This dataset originally housed Department of Permits, Licenses, and Inspections violations (2015-2020), and has now been expanded to include violations logged by other units (including DOMI) from 2020-06-01 until the present. These data are used to manage and track all updates to casefiles by city employees and can be used to understand when citations/investigations/court proceedings are issued, the nature and location of the violation, and the status of the casefile at any point in time. By using addresses or parcel numbers, which are contained in these data, users can also display information on geospatial maps.
Collection/Interpretation
It is important to understand the distinction between violations and casefiles, and how updates to a casefile are represented in the dataset. A casefile refers to one or more violations. When an initial investigation is conducted each of these violations is recorded separately. The investigation will result in a new status for all of violations ("VIOLATIONS FOUND"). The subject of the investigation will be informed of this outcome and must address the problem(s). There will be a follow-up inspection at this point, and depending on the results, further steps will be taken (follow-up investigations, criminal complaints issued, court proceedings, etc.)
Each violation for each casefile is represented as a unique row in the dataset. As explained above, there will be a minimum of two updates for each violation (the initial and follow-up investigation). Though the investigation of all violations in a casefile is conducted simultaneously, each investigation is represented as a unique row. Thus, for a property with three violations there will be a minimum of six rows (both investigations for each violation). It is possible to track the entire case history by observing all rows for each casefile.
Each violation is cited according to the violation_code_section
field.
The casefile_number
represents the only UUID for each casefile (the entire group of violations). By using the casefile_number
and violation_code_section
fields in combination, one can track the history each violation for a given casefile. Combining the above fields with investigation_date renders a UUID for each record.
DOMI (the Department of Mobility and Infrastructure), PLI, and Environmental Services (ES) all use this system to log violations. In most cases, the department involved in the casefile can be extracted from the casefile_number
field (beginning with the 4th character). For instance, a casefile_number
like CF-PLI-2021-025422, represents a violation reported by PLI. The remaining casefile IDs start with "O-"; these are PLI violation codes from an old ticketing system.

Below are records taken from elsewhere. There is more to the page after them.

PR #39597, opened 2025-10-16
feat: Vector buckets - initial work

ivasilov:
> [!NOTE]
> Introduces Vector buckets (list/detail pages, create/delete bucket and table, data queries/mutations) and refactors Analytics buckets (page layout, deletion, connect tables), with feature flags and API type updates.
> 
> - **Storage – Vector Buckets (new)**:
>   - Pages: `pages/project/[ref]/storage/vectors` and `vectors/buckets/[bucketId]` with list/detail views.
>   - UI: `CreateVectorBucketDialog`, `CreateVectorTableSheet`, `DeleteVectorBucketModal`, `DeleteVectorTableModal`, `VectorBucketDetails`.
>   - Data layer: queries/mutations for vector buckets and indexes (`vector-buckets[-query]`, `vector-bucket[-query]`, `vector-buckets-indexes[-query]`, create/delete index & bucket), new cache keys.
>   - Navigation: `StorageMenuV2` shows Vectors (ALPHA) via feature flag `useIsVectorBucketsEnabled`.
>   - Empty state: supports vectors via `CreateVectorBucketDialog`.
> - **Storage – Analytics Buckets (refine)**:
>   - Convert details page to `PageLayout`; fetch selected bucket internally; improved error handling.
>   - Split deletion into `DeleteAnalyticsBucketModal`; `ConnectTablesDialog` now uses `bucketId` and validates inputs.
>   - Config/connection details components accept optional bucket name; wrapper instance hook gating.
> - **Config/Flags**:
>   - Add `useIsVectorBucketsEnabled` (feature flag) and surface ALPHA badges.
> - **API/types**:
>   - Update `api-types` (storage config fields, logs docs, restore status, vectors endpoints payloads, etc.).
> - **Misc/UI**:
>   - Add Studio UI rules (React Query + formId pattern); minor text class fix; simplify standard bucket deletion.
> 
> <sup>Written by [Cursor Bugbot](https://cursor.com/dashboard?tab=bugbot) for commit 2d40bc703a86cd9a1d8f3f3c0c361769328f0105. This will update automatically on new commits. Configure [here](https://cursor.com/dashboard?tab=bugbot).</sup>

PR #39794, opened 2025-10-23
chore(studio): vector buckets polish B

dnywh:

Chore: UI more improvements to the vector buckets and their details

- Vector bucket page load  `GenericSkeletonLoader` is full-width
- The bucket deletion action happens instantly after tapping _Delete bucket_
  - On both the ‘outside’ (/storage/vectors) and ‘inside’ (storage/vectors/buckets/test)

## What is the new behavior?

- `GenericSkeletonLoader` is constrained to the loading of indexes, everything else should load instantly (just like analytics buckets)
- The bucket deletion action calls the `DeleteBucketModal`
  - On both the ‘outside’ (/storage/vectors) and ‘inside’ (storage/vectors/buckets/test)

### Known issues to fix

- [ ] I’ve introduced a bit of a regression with the `GenericSkeletonLoader` fix. Although it is now properly constrained to just the tables (indexes), the entire `VectorBucketDetails` is (presumedly) waiting for `isSuccess` from the parent `[bucketId]`. That means a momentary blank screen when going from ‘outside’ (/storage/vectors) to ‘inside’ (storage/vectors/buckets/test). I’m not sure why this is the case given analytics buckets work in the same way (without any flash). See https://github.com/supabase/supabase/pull/39610.
- [ ] I had to edit the `DeleteBucketModal` component to handle the custom delete _vector_ bucket mutation. This goes over my head, but I’m wondering if we can avoid this customisation since analytics buckets deletion works without any customisation.

## Additional context

Based branch: https://github.com/supabase/supabase/pull/39597.

## To test

Use `MOCK_VECTOR_INDEXES` for `allIndexes` in `VectorBucketDetails` ([here](https://github.com/supabase/supabase/blob/4394ca48f0ee3c2c0f4717b52ff08f639d65c8e3/apps/studio/components/interfaces/Storage/VectorBuckets/VectorBucketDetails.tsx#L67)) if you need mock table data.

### DIFF
--- a/apps/studio/components/interfaces/Storage/DeleteBucketModal.tsx
+++ b/apps/studio/components/interfaces/Storage/DeleteBucketModal.tsx
@@ -33,11 +33,17 @@ export interface DeleteBucketModalProps {
   visible: boolean
   bucket: Bucket
   onClose: () => void
+  onDelete?: (bucket: Bucket) => void
 }
 
 const formId = `delete-storage-bucket-form`
 
-export const DeleteBucketModal = ({ visible, bucket, onClose }: DeleteBucketModalProps) => {
+export const DeleteBucketModal = ({
+  visible,
+  bucket,
+  onClose,
+  onDelete, // Temporary prop for vector buckets specific deletion mutation
+}: DeleteBucketModalProps) => {
   const router = useRouter()
   const { ref: projectRef } = useParams()
   const { data: project } = useSelectedProjectQuery()
@@ -103,7 +109,13 @@ export const DeleteBucketModal = ({ visible, bucket, onClose }: DeleteBucketModa
   const onSubmit: SubmitHandler<z.infer<typeof schema>> = async () => {
     if (!projectRef) return console.error('Project ref is required')
     if (!bucket) return console.error('No bucket is selected')
-    deleteBucket({ projectRef, id: bucket.id, type: bucket.type })
+
+    // Temporary change for vector buckets specific deletion mutation
+    if (onDelete) {
+      onDelete(bucket)
+    } else {
+      deleteBucket({ projectRef, id: bucket.id, type: bucket.type })
+    }
   }
 
   return (
--- a/apps/studio/components/interfaces/Storage/VectorBuckets/VectorBucketDetails.tsx
+++ b/apps/studio/components/interfaces/Storage/VectorBuckets/VectorBucketDetails.tsx
@@ -34,6 +34,7 @@ import {
 } from 'ui'
 import { Input } from 'ui-patterns/DataInputs/Input'
 import { GenericSkeletonLoader } from 'ui-patterns/ShimmeringLoader'
+import { DeleteBucketModal } from '../DeleteBucketModal'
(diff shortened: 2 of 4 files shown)


apps/studio/components/interfaces/Storage/VectorBuckets/VectorBucketDetails.tsx
```diff
@@ -41,11 +43,16 @@ interface VectorBucketDetailsProps {
...
 export const VectorBucketDetails = ({ bucket }: VectorBucketDetailsProps) => {
+  const [modal, setModal] = useState<'delete' | null>(null)
   const { ref: projectRef } = useParams()
   const router = useRouter()
 
   // Use the correct query for bucket contents
-  const { data, isLoading, error } = useVectorBucketsIndexesQuery({
+  const {
+    data,
+    isLoading: isLoadingIndexes,
```
dnywh, line 53: Being specific about what’s loading so we can load the page and just put the loading state on the indexes (tables). Similar to https://github.com/supabase/supabase/pull/39610

apps/studio/components/interfaces/Storage/VectorBuckets/VectorsBuckets.tsx
```diff
@@ -150,6 +155,24 @@ export const VectorsBuckets = () => {
...
+      <DeleteBucketModal
+        visible={modal === 'delete'}
+        bucket={{
+          id: selectedBucket?.vectorBucketName || '',
+          name: selectedBucket?.vectorBucketName || '',
+          created_at: selectedBucket?.creationTime || '',
+          updated_at: selectedBucket?.creationTime || '',
+          owner: '',
+          public: false,
+          type: 'STANDARD' as const,
```
dnywh, line 168: I had to add these values to keep `DeleteBucketModal` happy. Not sure why, as analytics buckets work fine as-is. See https://github.com/supabase/supabase/pull/39610

apps/studio/components/interfaces/Storage/DeleteBucketModal.tsx
```diff
@@ -33,11 +33,17 @@ export interface DeleteBucketModalProps {
   visible: boolean
   bucket: Bucket
   onClose: () => void
+  onDelete?: (bucket: Bucket) => void
```
dnywh, line 36: Temporary prop for bespoke vector buckets deletion mutation

apps/studio/pages/project/[ref]/storage/vectors/buckets/[bucketId].tsx
```diff
@@ -25,7 +23,6 @@ const VectorsBucketPage: NextPageWithLayout = () => {
     <div className="storage-container flex flex-grow p-4">
       {isError && <StorageBucketsError error={error as any} />}
 
-      {isLoading && <GenericSkeletonLoader className="w-full" />}
```
Comment (dnywh) [inline apps/studio/pages/project/[ref]/storage/vectors/buckets/[bucketId].tsx:28]: As mentioned elsewhere: I'm following a pattern from https://github.com/supabase/supabase/pull/39610 where we put the loading at the section level rather than blocking the page. That's the idea, anyway!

The records from 2020-06 onward are obtained from the City's Computronix system, one of several independent systems used by the City to track property-level data.
Preprocessing/Formatting
All string text (most fields) were converted to UPPERCASE data. The data are manually entered and often contain non-uniform formatting. While several solutions for cleaning the data exist, including allowing the user to clean the data after accessing it here, text field values were transformed to UPPERCASE to ensure the data were uniformly formatted in this case. Future improvements to this ETL pipeline may approach this problem with a more sophisticated technique.